Data entries:

PR #27, opened 2019-11-02
Update st libs, remove unneeded third-party code

HubertD:
Update STM32 HAL and USB Device Library to latest CubeMX versions.
Use newlib-nano nosys library instead of custom syscall stubs.
Reduce RAM waste to compensate for larger STM USB lib structs.


HubertD:
@fenugrec regarding your off-topic comment on the cmake PR https://github.com/candle-usb/candleLight_fw/pull/25#issuecomment-548862395 :

I moved all USB descriptor data from DATA to ROM section.
Since the usb device library and/or the USB peripheral seem to depend on descriptor data in RAM, they are copied to a common buffer when requested.

sizes now look like this:
```
text	   data	    bss	    dec	    hex	filename
12704	    192	   1724	  14620	   391c	candleLight_fw
```
not perfect, but much better.

HubertD:
Still, I think RAM usage must be quite high on STM32F42.

Having CAN_QUEUE_SIZE=64, there are some serious allocations going on:
64 x 24 bytes = 1536 bytes "frame pool"
3 queues à (16 + 64 x 4) bytes = 816 bytes
Another estimated 128 bytes go for a heap instance of USBD_GS_CAN_HandleTypeDef.
With malloc data structures, I expect some 2.5KB of HEAP usage.
That together with 2K static ram usage (DATA + BSS) leaves about 1.5K headroom for stack.

Should be enough, but it's pretty close. 
Maybe we should lower CAN_QUEUE_SIZE at least on the F042 devices.

Numbers would btw. explain data corruptions you saw when static RAM allocation was significantly higher than it's now.

HubertD:
@fenugrec do you still see the "_global_atexit0" structure in your BSS section?

With my gcc8 toolchain, I don't have it in the binary and I see no reason why it should be there.

We could probaby overwrite the weak-linked newlib function "void __register_exitproc(void) { }":
https://stackoverflow.com/questions/48711221/how-to-prevent-inclusion-of-c-library-destructors-and-atexit

But I think it should just not be there in the first place :)

daniel-santos:
CMake isn't my favorite (I prefer autotools), but I'm so glad to hear about the conversion -- it really needed it!  Hopefully I'll get to play with this soon, but I'll probably wait until you tag a release. :)

fenugrec:
I've been merging a lot of stuff to master and creating tons of conflict - I'll take care of them when we're ready to merge this, since it's mostly my fault.

Yes, `_global_atexit0` is still in my builds for some reason: pulled in by a call to "atexit" at the end of _start().

> data corruption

EXERCISE OBJECTIVE: Show all lines from the data that contain "descriptor".

YOUR RESPONSE:
I moved all USB descriptor data from DATA to ROM section.
Since the usb device library and/or the USB peripheral seem to depend on descriptor data in RAM, they are copied to a common buffer when requested.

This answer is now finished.